WHAT TO PRODUCE -> Filter these entries down to lines holding "need".

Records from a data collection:

PR #720, opened 2024-09-05
add new config-reloader image

jbiers:

#### Types of Change ####

New image to be used by rancher-logging.
The logging-operator has moved from https://github.com/jimmidyson/configmap-reload in favor of https://github.com/kube-logging/config-reloader, as can be seen [here](https://github.com/kube-logging/logging-operator/blob/f8081b7bdbd2622820d2384fbe86b58873dc8db2/pkg/sdk/logging/api/v1beta1/logging_types.go#L172). We need to keep our image dependencies up to date with upstream.

#### Linked Issues ####
https://github.com/rancher/rancher/issues/46924

### DIFF
--- a/images-list
+++ b/images-list
@@ -272,6 +272,7 @@ ghcr.io/epinio/epinio-unpacker rancher/mirrored-epinio-epinio-unpacker v1.8.1
 ghcr.io/epinio/epinio-unpacker rancher/mirrored-epinio-epinio-unpacker v1.9.0
 ghcr.io/epinio/epinio-unpacker rancher/mirrored-epinio-epinio-unpacker v1.10.0
 ghcr.io/jimmidyson/configmap-reload rancher/mirrored-jimmidyson-configmap-reload v0.13.1
+ghcr.io/kube-logging/config-reloader rancher/mirrored-kube-logging-config-reloader v0.0.5
 ghcr.io/kube-logging/fluentd rancher/mirrored-kube-logging-fluentd v1.16-4.8-full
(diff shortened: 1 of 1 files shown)


brandond:
so now we're using two different images? ref: https://github.com/rancher/image-mirror/pull/718/commits/c72b02c7e38f62dc792fd49a5edd3457435dd764
cc @mallardduck

jbiers:
> so now we're using two different images? ref: [c72b02c](https://github.com/rancher/image-mirror/commit/c72b02c7e38f62dc792fd49a5edd3457435dd764) cc @mallardduck

The dependency @mallardduck added was for the monitoring chart, while this one is for logging. Probably each upstream project has moved on different directions regarding this project, but correct me if I'm mistaken ;)

mallardduck:
> so now we're using two different images? ref: #718 / [c72b02c](https://github.com/rancher/image-mirror/commit/c72b02c7e38f62dc792fd49a5edd3457435dd764) cc @mallardduck

Yeah, so I totally get the confusion since they are very similar things in both name and function. However as @jbiers said, this one comes from upstream logging and the one from my PR comes from upstream monitoring (specifically for alerting drivers charts). It seems that logging used to use the same one, but then they switched to one they maintain.

It does make me wonder if we could converge onto using the same thing in both places, however given the trajectory of the monitoring project I'm not sure it's worth the dev/QA cycles to change that much.

brandond:
Looks like you need to open an EIO ticket to create the new target repo. Make sure to ask for the bot account to have write access.

jbiers:
@brandond the eio issue has now been resolved :)

brandond (approved):

brandond:
you might check and make sure the tag is successfully mirrored once CI finishes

EXERCISE SOLUTION ->
The logging-operator has moved from https://github.com/jimmidyson/configmap-reload in favor of https://github.com/kube-logging/config-reloader, as can be seen [here](https://github.com/kube-logging/logging-operator/blob/f8081b7bdbd2622820d2384fbe86b58873dc8db2/pkg/sdk/logging/api/v1beta1/logging_types.go#L172). We need to keep our image dependencies up to date with upstream.
Looks like you need to open an EIO ticket to create the new target repo. Make sure to ask for the bot account to have write access.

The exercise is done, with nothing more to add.